Dataset entries:
Issue #249, opened 2019-04-03
WARNING: ActiveAE - large audio sync error on Netflix Plugin


Vitocorl:
I opened this at CastagnaIT/plugin.video.netflix, but since then i found that peak3d has already dealt with similar errors in Kodi and inputstream, so i closed the issue at CastagnaIT/plugin.video.netflix and i am continuing here:
The issue is that audio gets out of sync and video starts stuttering on Xiaomi Mibox S, Android TV 8.1
Addon version used plugin.video.netflix_0.14.0beta23_20190331.
I also installed the latest Kodi nightly(kodi-20190402-f8100282-master-armeabi-v7a), as i realized that peak3d has provided a fix for a similar error happening after skipping forward a video file in Kodi, but it does not fix it for me.

The problem occurs at the same videos and at the same time of the video each time, for example, at Luce Cage TV Show, episode "Manifest" after 30 seconds of play. If i scroll backwards or forward the video then it resumes playing normally. I suspect it is some kind of buffering problem, but it only occurs on the Kodi Netflix plugin and not in the Android app. I am not sure if it is a Netflix plugin error or an inputstream adaptive error.
I cleaned cache of Netflix plugin, but afterwards the same happens.
I also used an optimised advancedsettings.xml, but i do not think Netflix plugin is using it.

My Kodi debug log is too big (2,2Mb) and hastebin does not accept it, so i am attching it as a zip here...
[kodi_debug_log.zip](https://github.com/peak3d/inputstream.adaptive/files/3037989/kodi_debug_log.zip)

Vitocorl:
@peak3d 
Is there a way to adjust the buffer memory size in inputstream? i think my advancesettings.xml has no effect whatsoever. Moreover, i still cannot tell if this problem is due to Kodi or inputstream, the issues have started since about ten days ago...

Vitocorl:
@peak3d
Any idea about this problem, it keeps happening, i have updated Kodi to the latest nightly with no effect...

Vitocorl:
@peak3d
I have just checked and when the problem happens i can see the buffer going down to 0%, as long as the buffer is over 0% (even if it is at 5%) the video plays smoothly, it is a buffering problem, but i do not know how to adjust it in inputstream....

peak3d:
From log there is a A/V diff of ~ 8ms, what is not nice but should not be visible much.
First I would try to switch screen to 59.94Hz and enable "Sync Playback To Display"

[...]

PR #878, opened 2022-01-18
Fix for huge media sequence numbers

glennguy:
In the case of a playlist that looks like this:
```
#EXTM3U
#EXT-X-VERSION:3
#EXT-X-ALLOW-CACHE:NO
#EXT-X-TARGETDURATION:6
#EXT-X-MEDIA-SEQUENCE:20220118074255
#EXTINF:6,
#EXT-X-PROGRAM-DATE-TIME:2022-01-18T11:27:55.000+0100
...
```
The `atol` function is returning the max value for 32 bit integer when fed large values like this which prevents the correct media sequence from being used to align segments between old and new playlists. Net effect is that segments get skipped, creating discontinuities and eventually the AdaptiveStream is always looking for a segment that is off into the future.

This PR fixes by using `atoll`, and all references to the value once stored are now using 64 bit uint variables. Tested on tennix.it stream as referenced in this https://github.com/xbmc/inputstream.adaptive/issues/249#issuecomment-1014926605 (live event now ended) and other HLS and DASH live streams tested for regression.

Will backport to Matrix

### DIFF
--- a/src/common/AdaptiveStream.cpp
+++ b/src/common/AdaptiveStream.cpp
@@ -294,10 +294,10 @@ bool AdaptiveStream::start_stream()
       }
       else // switching streams, align new stream segment no.
       {
-        std::int32_t segmentId = segment_buffers_[0].segment_number;
+        std::int64_t segmentId = segment_buffers_[0].segment_number;
         if (segmentId >= current_rep_->startNumber_ + current_rep_->segments_.size())
           segmentId = current_rep_->startNumber_ + current_rep_->segments_.size() - 1;
-        current_rep_->current_segment_ = current_rep_->get_segment(segmentId - current_rep_->startNumber_);
+        current_rep_->current_segment_ = current_rep_->get_segment(static_cast<uint32_t>(segmentId - current_rep_->startNumber_));
       }
     }
     else
@@ -331,7 +331,7 @@ bool AdaptiveStream::start_stream()
 
     segment_buffers_[0].segment.Copy(loadingSeg);
     segment_buffers_[0].rep = current_rep_;
-    segment_buffers_[0].segment_number = ~0U;
+    segment_buffers_[0].segment_number = ~0ULL;
     segment_buffers_[0].buffer.clear();
     segment_read_pos_ = 0;
 
@@ -392,7 +392,7 @@ bool AdaptiveStream::prepareNextDownload()
   const AdaptiveTree::Representation* rep = segment_buffers_[valid_segment_buffers_].rep;
   const AdaptiveTree::Segment* seg = &segment_buffers_[valid_segment_buffers_].segment;
   // segNum == ~0U is initialization segment!
-  unsigned int segNum = segment_buffers_[valid_segment_buffers_].segment_number;
+  uint64_t segNum = segment_buffers_[valid_segment_buffers_].segment_number;
   segment_buffers_[valid_segment_buffers_].buffer.clear();
   ++valid_segment_buffers_;
 
@@ -401,7 +401,7 @@ bool AdaptiveStream::prepareNextDownload()
 
 bool AdaptiveStream::prepareDownload(const AdaptiveTree::Representation* rep,
                                      const AdaptiveTree::Segment* seg,
-                                     unsigned int segNum)
+                                     uint64_t segNum)
 {
   if (!seg)
     return false;
@@ -520,8 +520,8 @@ bool AdaptiveStream::ensureSegment()
     }
     if (valid_segment_buffers_)
       nextSegment = ~segment_buffers_[0].segment_number
-                        ? current_rep_->get_segment(segment_buffers_[0].segment_number -
-                                                    current_rep_->startNumber_)
+                        ? current_rep_->get_segment(static_cast<uint32_t>(
+                              segment_buffers_[0].segment_number - current_rep_->startNumber_))
                         : nullptr;
     else
       nextSegment = current_rep_->get_next_segment(current_rep_->current_segment_);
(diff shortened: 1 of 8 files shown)


src/common/AdaptiveStream.cpp
```diff
@@ -549,13 +549,13 @@ bool AdaptiveStream::ensureSegment()
...
       uint32_t nextsegmentPosold = current_rep_->get_segment_pos(nextSegment);
-      uint32_t nextsegno = current_rep_->getSegmentNumber(nextSegment);
+      uint64_t nextsegno = current_rep_->getSegmentNumber(nextSegment);
       AdaptiveTree::Representation* newRep;
       bool lastSeg =
           (current_period_ != tree_.periods_.back() &&
            nextsegmentPosold + available_segment_buffers_ == current_rep_->segments_.size() - 1);
       
-      if (segment_buffers_[0].segment_number == ~0L || valid_segment_buffers_ == 0 ||
+      if (segment_buffers_[0].segment_number == ~0LL || valid_segment_buffers_ == 0 ||
```
CastagnaIT: should be `if (segment_buffers_[0].segment_number == ~0ULL || valid_segment_buffers_ == 0 ||`

src/common/AdaptiveTree.h
```diff
@@ -251,14 +251,14 @@ class ATTR_DLL_LOCAL AdaptiveTree
       return get_segment_pos(current_segment_);
     };
 
-    uint32_t getCurrentSegmentNumber() const
+    uint64_t getCurrentSegmentNumber() const
     {
-      return current_segment_ ? get_segment_pos(current_segment_) + startNumber_ : ~0U;
+      return current_segment_ ? get_segment_pos(current_segment_) + startNumber_ : ~0ULL;
```
CastagnaIT: missing cast
`return current_segment_ ? static_cast<uint64_t>(get_segment_pos(current_segment_)) + startNumber_ : ~0ULL;`

src/common/AdaptiveTree.h
```diff
@@ -251,14 +251,14 @@ class ATTR_DLL_LOCAL AdaptiveTree
...
     };
 
-    uint32_t getSegmentNumber(const Segment *segment) const
+    uint64_t getSegmentNumber(const Segment *segment) const
     {
-      return segment ? get_segment_pos(segment) + startNumber_ : ~0U;
+      return segment ? get_segment_pos(segment) + startNumber_ : ~0ULL;
```
CastagnaIT: also here missing cast

src/parser/HLSTree.cpp
```diff
@@ -390,9 +390,9 @@ HLSTree::PREPARE_RESULT HLSTree::prepareRepresentation(Period* period,
   if (!rep->source_url_.empty())
   {
     SPINCACHE<Segment> newSegments;
-    unsigned int newStartNumber;
+    uint64_t newStartNumber;
     Segment newInitialization;
-    uint32_t segmentId(rep->getCurrentSegmentNumber());
+    uint64_t segmentId(rep->getCurrentSegmentNumber());
```
CastagnaIT, line 395: this change require more attention on line 751:
`rep->current_segment_ = rep->get_segment(segmentId - rep->startNumber_);`
`get_segment` method parameter accept uint32 not uint64
have you check for possible problems due to uint32?
PS. better re-check all calls to `get_segment`

CastagnaIT:
i think that also this line need to be changed to uint64:
https://github.com/xbmc/inputstream.adaptive/blob/fc91f5f2ae17ac084b7d8eaf0728d0c3fe06dd82/src/common/AdaptiveTree.h#L296

just for note `atol` and `atoll` not return unsigned values then need a cast

glennguy:
Thanks for all the feedback. Just realised as well that somehow I undid the change from `atol` to `atoll` in HLSTree for media sequence, which is the one thing that fixes the issue 🤡

src/parser/HLSTree.cpp
glennguy: I think get_segment should still accept uint32 as there's never going to be billions of segments, in the playlist example in the OP the expression would evaluate as `20220118074272 - 20220118074255` (== 17)  
How do feel about then casting the input for these cases i.e `rep->current_segment_ = rep->get_segment(static_cast<uint32_t>(segmentId - rep->startNumber_));` ? I don't think we'd ever suffer any loss of data but I know it's not good how it currently is.

CastagnaIT: mmh ok then add only a cast to uint32_t in the passed get_segment argument

IMO in another cleanup PR i think `SPINCACHE` type `pos` variable/method should be changed to size_t, since all this struct works with size_t and vector

glennguy:
@CastagnaIT ready for another review

src/common/AdaptiveTree.h
```diff
@@ -429,7 +429,8 @@ class ATTR_DLL_LOCAL AdaptiveTree
 
     std::vector<AdaptationSet*> adaptationSets_;
     std::string base_url_, id_;
-    uint32_t timescale_ = 1000, startNumber_ = 1, sequence_ = 0;
+    uint32_t timescale_ = 1000, sequence_ = 0;
```
CastagnaIT: since you changing existing code variables must be placed on each line, not in-line

src/parser/HLSTree.cpp
```diff
@@ -527,7 +527,7 @@ HLSTree::PREPARE_RESULT HLSTree::prepareRepresentation(Period* period,
         }
         else if (line.compare(0, 22, "#EXT-X-MEDIA-SEQUENCE:") == 0)
         {
-          newStartNumber = atol(line.c_str() + 22);
+          newStartNumber = atoll(line.c_str() + 22);
```
CastagnaIT:
```suggestion
          newStartNumber = static_cast<uint64_t>(std::atoll(line.c_str() + 22));
```
atoll is not unsigned

glennguy: I didn't add the cast as negative numbers in the HLS playlist would be illegal but you're right, better to show completeness here and remove any uncertainty from others reading.

Shame there is no atoull to make things nice and easy.

Edit:
How does this look now?

CastagnaIT: is not a problem of what value you parse but the type that it is different
unsigned type has a different range from signed, therefore this is not a good code
you assume that there will be no negative values
but if for any reason a negative value occurs, it will result in an unexpected positive value

CastagnaIT: new change is good one!

CastagnaIT (approved):

glennguy:
Thanks for your comments @CastagnaIT !

I'll do up a backport for Matrix tomorrow

PR #181, opened 2026-09-18
Allow to set host for TestBenchServer

inochisa:
Add option to set binded ip/socket for TestBenchServer.

As the `ServerSocketChannel` is supported after java 16. So raise the CI version for compilation.


Dolu1990:
Thanks :D

PR #182, opened 2026-09-18
Fix PMP granularity check

### LINKED ISSUE #180: pmpcfg.A=NA4 is not WARL-legalized when NAPOT is enabled (reads back an unselectable mode at granularity>4)
## Summary
With a PMP granularity greater than 4 bytes (G ≥ 1), the `NA4` address-matching
mode is not selectable, and `pmpcfg.A` (a WARL field) must read back a legal
value. VexiiRiscv, when NAPOT is enabled, **keeps and reads back `A=NA4`** after a
write of `A=NA4`, instead of legalizing it. A subsequent `pmpcfg` read therefore
returns an unselectable (non-compliant) `A` value.

## Configuration
`--pmp-size 8` with the default `granularity = 4096` (G = 10), `withNapot = true`,
`withTor = true` (RV64).

## Minimal reproducer (3 instructions, loaded at reset vector 0x80000000)
```asm
_start:
    li    t0, 0x17        # 80000000: 42dd            pmp0cfg byte: A=NA4(2), R=W=X=1
    csrw  pmpcfg0, t0     # 80000002: 3a029073        write NA4 (unselectable at G>=1 -> must WARL-legalize)
    csrr  t1, pmpcfg0     # 80000006: 3a002373        read back pmpcfg0
```
Assemble (self-contained; no attachment needed):
`riscv64-unknown-elf-gcc -march=rv64imac_zicsr -mabi=lp64 -nostdlib -nostartfiles
-Ttext=0x80000000 na4.S -o na4.elf`
Observed: `t1 = 0x17`, i.e. `pmpcfg0.A` reads back as `NA4` — the unselectable
mode is retained.

Expected: `pmpcfg.A` must not read back `NA4` when G ≥ 1; it should read a
selectable value, e.g. `0x1f` (`A=NAPOT`, with R/W/X preserved). Which selectable
value `NA4` legalizes to is implementation-defined; retaining `NA4` is not
permitted.

## Root cause
`src/main/scala/vexiiriscv/memory/PmpPlugin.scala` (~L131-134):
```scala
if(!p.withNapot){
  if(granularity > 4) when(cfgNext.kind === 2) {cfg.kind := 0}   // NA4 legalization
  when(cfgNext.kind === 3) {cfg.kind := 0}                        // NAPOT legalization
}
```
The `NA4 -> OFF` legalization (the `granularity > 4` line) is nested inside
`if(!p.withNapot)`. When NAPOT is enabled that block is not generated, so a written
`A=NA4` is never legalized. NA4 being unsupported at `granularity > 4` is
independent of whether NAPOT is supported.

Additionally, the matcher computes `isNapot = RegNext(cfg.kind(1))`; since `NA4`
(`kind=2`) has bit 1 set, a stored NA4 is matched as NAPOT at granularity 4096,
i.e. the region size differs from both NA4 and a legalized mode — so the effect is
not limited to the CSR read-back.

## Suggested fix
```scala
if(granularity > 4) when(cfgNext.kind === 2) {cfg.kind := 0}   // always: NA4 unselectable at G>=1
if(!p.withNapot) when(cfgNext.kind === 3) {cfg.kind := 0}       // NAPOT only when unsupported
```

## Spec references
- RISC-V Privileged: all PMP CSR fields are WARL; `pmpcfg` A field encoding
  0=OFF, 1=TOR, 2=NA4, 3=NAPOT.
- "When G ≥ 1, the NA4 mode is not selectable." A WARL field must read back a
  legal (here, selectable) value.

## How this differs from #145
#145 is about the cacheless LSU's page-table-walk / access **not being PMP-checked**
(a missing enforcement check). This is a separate defect in the **`pmpcfg.A` WARL
write-legalization** logic — the enforcement path is not involved; the field simply
retains an unselectable mode.

inochisa:
close #180


Dolu1990:
Thanks ^^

EXERCISE PROMPT: Of all the entries above, retype exactly the lines from the line with "have you check" to the line with "CastagnaIT: mmh ok", both included, and no others.

EXERCISE RESPONSE:
have you check for possible problems due to uint32?
PS. better re-check all calls to `get_segment`

CastagnaIT:
i think that also this line need to be changed to uint64:
https://github.com/xbmc/inputstream.adaptive/blob/fc91f5f2ae17ac084b7d8eaf0728d0c3fe06dd82/src/common/AdaptiveTree.h#L296

just for note `atol` and `atoll` not return unsigned values then need a cast

glennguy:
Thanks for all the feedback. Just realised as well that somehow I undid the change from `atol` to `atoll` in HLSTree for media sequence, which is the one thing that fixes the issue 🤡

src/parser/HLSTree.cpp
glennguy: I think get_segment should still accept uint32 as there's never going to be billions of segments, in the playlist example in the OP the expression would evaluate as `20220118074272 - 20220118074255` (== 17)  
How do feel about then casting the input for these cases i.e `rep->current_segment_ = rep->get_segment(static_cast<uint32_t>(segmentId - rep->startNumber_));` ? I don't think we'd ever suffer any loss of data but I know it's not good how it currently is.

CastagnaIT: mmh ok then add only a cast to uint32_t in the passed get_segment argument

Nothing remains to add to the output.